= Metal hydroxide =

Family of chemical compounds

In chemistry, metal hydroxides are a family of compounds of the form M^{n+}(OH)_{n}, where M is a metal. They consist of hydroxide (OH-) anions and metallic cations, and are often strong bases. Some metal hydroxides, such as alkali metal hydroxides, ionize completely when dissolved. Certain metal hydroxides are weak electrolytes and dissolve only partially in aqueous solution.

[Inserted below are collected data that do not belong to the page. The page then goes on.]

PR #1857, opened 2016-07-20
Provide stat descriptor for Create method during cross-repo mount

miminar:
In OpenShift, there's a pullthroughBlobStore middleware wrapper that acts like a proxy. It allows to pull blobs from remote registries based on per-repository configuration stored in etcd.

During a cross-repo mount, the [linkedBlobStore](https://github.com/docker/distribution/blob/master/registry/storage/linkedblobstore.go#L288) stats requested blob in the source repository. The repository object used for it doesn't have middleware wrappers, therefore it's impossible to override this behaviour.

With the [CreateOptions](https://github.com/docker/distribution/blob/master/blobs.go#L197) exposed we are able to intercept the request and handle it in custom way. However, we still need to create the layer link for a successful mount. Sadly, this operation is private.

It's true we could handle this completely on our side (without creating and stat-ing repository links) since we already store most of the metadata in etcd. Unfortunately we're not there yet.

This PR adds a `Stat` attribute to the create mount options that contains precomputed descriptor that shall be returned by `Create` method. If set, `linkedBlobStore` won't do its own `Stat` call to ensure the presence of the blob.

### DIFF
--- a/blobs.go
+++ b/blobs.go
@@ -198,6 +198,9 @@ type CreateOptions struct {
 	Mount struct {
 		ShouldMount bool
 		From        reference.Canonical
+		// Stat allows to pass precalculated descriptor to link and return.
+		// Blob access check will be skipped if set.
+		Stat *Descriptor
 	}
 }
 
--- a/registry/storage/linkedblobstore.go
+++ b/registry/storage/linkedblobstore.go
@@ -137,7 +137,7 @@ func (lbs *linkedBlobStore) Create(ctx context.Context, options ...distribution.
 	}
 
 	if opts.Mount.ShouldMount {
-		desc, err := lbs.mount(ctx, opts.Mount.From, opts.Mount.From.Digest())
+		desc, err := lbs.mount(ctx, opts.Mount.From, opts.Mount.From.Digest(), opts.Mount.Stat)
 		if err == nil {
 			// Mount successful, no need to initiate an upload session
 			return nil, distribution.ErrBlobMounted{From: opts.Mount.From, Descriptor: desc}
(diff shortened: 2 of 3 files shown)


miminar:
@GordonTheTurtle wins the first round.

miminar:
/cc-ing my favorite victims @stevvooe @RichardScothern 

Sorry for asking you to go through this once again. It would really help us.

miminar:
Kudos to @liggitt who found a much less intrusive change. Basically, the middleware just passes a blob descriptor to the `Create` method. The blob descriptor shall be returned if the cross-repo mount is requested without a local query for the layer link in the source repository.

blobs.go
```diff
@@ -198,6 +198,7 @@ type CreateOptions struct {
 	Mount struct {
 		ShouldMount bool
 		From        reference.Canonical
+		Stat        *Descriptor
```
stevvooe: Could you document the role of this field?

stevvooe:
> Basically, the middleware just passes a blob descriptor to the Create method. The blob descriptor shall be returned if the cross-repo mount is requested without a local query for the layer link in the source repository.

Clever.

Presumably, the access control is maintained at a higher level?

blobs.go
miminar: > Could you document the role of this field?

Sure, done.

miminar:
> Presumably, the access control is maintained at a higher level?

Correct, repository access check is done in access control and the blob access check in repository middleware. Both query etcd.

RichardScothern:
👍  to this approach.

RichardScothern:
LGTM

PR #1860, opened 2016-07-21
Fix #1854

### LINKED ISSUE #1854: Registry : Catalog : last parameter not handled properly
Hi there,

I am hitting a bug while using the _last_ parameter when querying the catalog

Consider the following repository / images on a private registry : 
```
team/image1
team/image2
team-dev/image1
team-dev/image2
test/imagetest
```

If I list the registry with n=2, I will get : 

```
team/image1
team/image2
```

last is equal to team/image2

then 

```
test/imagetest
```

And that's it. It actually skips the team-dev repository.

However catalog query with n=5 returns : 

```
team/image1
team/image2
team-dev/image1
team-dev/image2
test/imagetest
```

After a quick look at the current code I think I have found the line causing this : https://github.com/docker/distribution/blob/master/registry/storage/catalog.go#L42

The issue comes from the fact that "-" in _lower_ than "/" for Go. The Walk function seems to return files in the "good" order (team before team-XX) but the Go comparison says the opposite

I believe it is missing an extra split on repoPath variable to compare directories first. Is it allowed to have more than 2 level of repository ? (So that we have to split more than once)

Is this a legit bug for you? I am not sure the - is a valid char for a repository name (can't find the doc about this) If so, are you OK if I do a PR to fix it? I may take more time than you to fix it properly (test and co)

Regards,

Seb-Solon:
Hi, 

Here is a fix for #1854. Feel free to comment!

closes #1854 
Regards

### DIFF
--- a/registry/storage/catalog.go
+++ b/registry/storage/catalog.go
@@ -39,7 +39,7 @@ func (reg *registry) Repositories(ctx context.Context, repos []string, last stri
 		_, file := path.Split(repoPath)
 		if file == "_layers" {
 			repoPath = strings.TrimSuffix(repoPath, "/_layers")
-			if repoPath > last {
+			if pathGreaterThan(repoPath, last) {
 				foundRepos = append(foundRepos, repoPath)
 			}
 			return ErrSkipDir
@@ -94,4 +94,24 @@ func (reg *registry) Enumerate(ctx context.Context, ingester func(string) error)
 	}
 	return nil
 
+}
+
+func pathGreaterThan(pathX, pathY string) (b bool) {
+	splitPathX := strings.SplitN(pathX, "/", 2)
+	splitPathY := strings.SplitN(pathY, "/", 2)
+
+	if splitPathX[0] == splitPathY[0] {
+		if len(splitPathX) == 1 && len(splitPathY) == 1 {
+			return false
+		} else if len(splitPathX) == 1 && len(splitPathY) != 1 {
+			return false
+		} else if len(splitPathX) != 1 && len(splitPathY) == 1 {
+			return true
+		}
+
+		return pathGreaterThan(splitPathX[1], splitPathY[1])
+
+	}
+
+	return splitPathX[0] > splitPathY[0]
 }
--- a/registry/storage/catalog_test.go
+++ b/registry/storage/catalog_test.go
@@ -33,9 +33,13 @@ func setupFS(t *testing.T) *setupEnv {
 	repos := []string{
 		"foo/a",
 		"foo/b",
+		"foo-bar/a",
 		"bar/c",
 		"bar/d",
+		"bar/e",
 		"foo/d/in",
+		"foo-bar/b",
+		"test",
 	}
 
 	for _, repo := range repos {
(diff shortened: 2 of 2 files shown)


Seb-Solon:
I force pushed to fix linkt but it looks like Jenkins got red . Can someone rerun it? As it does not look like it is related to my PR .

```
+ docker rm -vf dist-pr1265
Failed to remove container (dist-pr1265): Error response from daemon: No such container: dist-pr1265
```

Seb-Solon:
Looks like it is a Jenkins issue actually :smile: 

```
ERROR: Failed to create usr/libexec/git-core/git-fmt-merge-msg: No space left on device
ERROR: git-2.8.3-r0: No space left on device
```

registry/storage/catalog.go
```diff
@@ -95,3 +95,23 @@ func (reg *registry) Enumerate(ctx context.Context, ingester func(string) error)
...
+	if splitPathX[0] == splitPathY[0] {
+		if len(splitPathX) == 1 && len(splitPathY) == 1 {
+			return false
+		} else if len(splitPathX) == 1 && len(splitPathY) != 1 {
+			return false
+		} else if len(splitPathX) != 1 && len(splitPathY) == 1 {
+			return true
+		}
+
+		return pathGreaterThan(splitPathX[1], splitPathY[1])
```
RichardScothern: You have to pass in the rest of the path here (rather than just the next element) because repositories can have more than two levels.

e.g. this would not work  
```
foo-bar/b
foo-bar/baz-bat/a
foo-bar/baz-bat/b
```

Seb-Solon: It does. splitPathX[1] contains the second part as I split it only into 2 part

see: https://play.golang.org/p/zXf4_5_-vz

RichardScothern: hmm, I stand corrected.  However if you `git apply` the following, the tests fail:
```
diff --git a/registry/storage/catalog_test.go b/registry/storage/catalog_test.go
index c125cb1..38f164f 100644
--- a/registry/storage/catalog_test.go
+++ b/registry/storage/catalog_test.go
@@ -39,6 +39,8 @@ func setupFS(t *testing.T) *setupEnv {
                "bar/e",
                "foo/d/in",
                "foo-bar/b",
+               "foo-bar/baz-bat/a",
+               "foo-bar/baz-bat/b",
                "test",
        }
 ```

Comment (Seb-Solon) [inline registry/storage/catalog.go]: The test will  fail because we expect the registry to have 9 entries . If you add the two entries    "foo-bar/baz-bat/a" and     "foo-bar/baz-bat/b" the registry wont return EOF because there are 2 more entries.

The error I have when add the two entries (in repos and expectd [] string) is 
```
	catalog_test.go:160: Expected end of catalog
	catalog_test.go:175: Expected catalog fourth chunk err
```

Which confirm my previous statement.

RichardScothern: Aahh, ok.  I see it now.

RichardScothern:
LGTM.  Thanks @Seb-Solon !

Seb-Solon:
@RichardScothern I am realizing that this may also impact garbage collection. As the garbage collection process tag all used manifests, it will skipped the one with foo-bar . So they will be marked for deletion. I noticed this becaue blob were removed on my XX-dev namespace. Fortunately this is only dev :smile: 

Does that make sense to you? Maybe you want to mention that in the 2.5.1 release not or something. This is kinda dangerous for people using the garbage-collection feature before the fix if what I see is related to this.

PR #1862, opened 2016-07-22
Fix the build.

RichardScothern:
Pass the manifestURL directly into the schema2 manifest handler instead of
accessing through the repository as the reference has since become an
interface.

cc @nwt 


nwt:
LGTM.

Example - KOH,NaOH,etc.

== Examples ==
- Aluminium hydroxide
- Beryllium hydroxide
- Cobalt(II) hydroxide
- Copper(II) hydroxide
- Curium hydroxide
- Gold(III) hydroxide
- Iron(II) hydroxide
- Mercury(II) hydroxide
- Nickel(II) hydroxide
- Tin(II) hydroxide
- Uranyl hydroxide
- Zinc hydroxide
- Zirconium(IV) hydroxide
- Lithium hydroxide
- Rubidium hydroxide
- Cesium hydroxide
- Sodium hydroxide
- Potassium hydroxide

=== Other metal hydroxides ===
- Gallium(III) hydroxide
- Lead(II) hydroxide
- Thallium(I) hydroxide
- Thallium(III) hydroxide

==Molecular metal hydroxides==
Many metal hydroxides are in fact complexes, i.e. molecules or ions. The transition metal hydroxide complexes are a well developed area in coordination chemistry.

== Role in soils ==
In soils, it is assumed that larger amounts of natural phenols are released from decomposing plant litter rather than from throughfall in any natural plant community. Decomposition of dead plant material causes complex organic compounds to be slowly oxidized (lignin-like humus) or to break down into simpler forms (sugars and amino sugars, aliphatic and phenolic organic acids), which are further transformed into microbial biomass (microbial humus) or are reorganized, and further oxidized, into humic assemblages (fulvic and humic acids), which bind to clay minerals and metal hydroxides.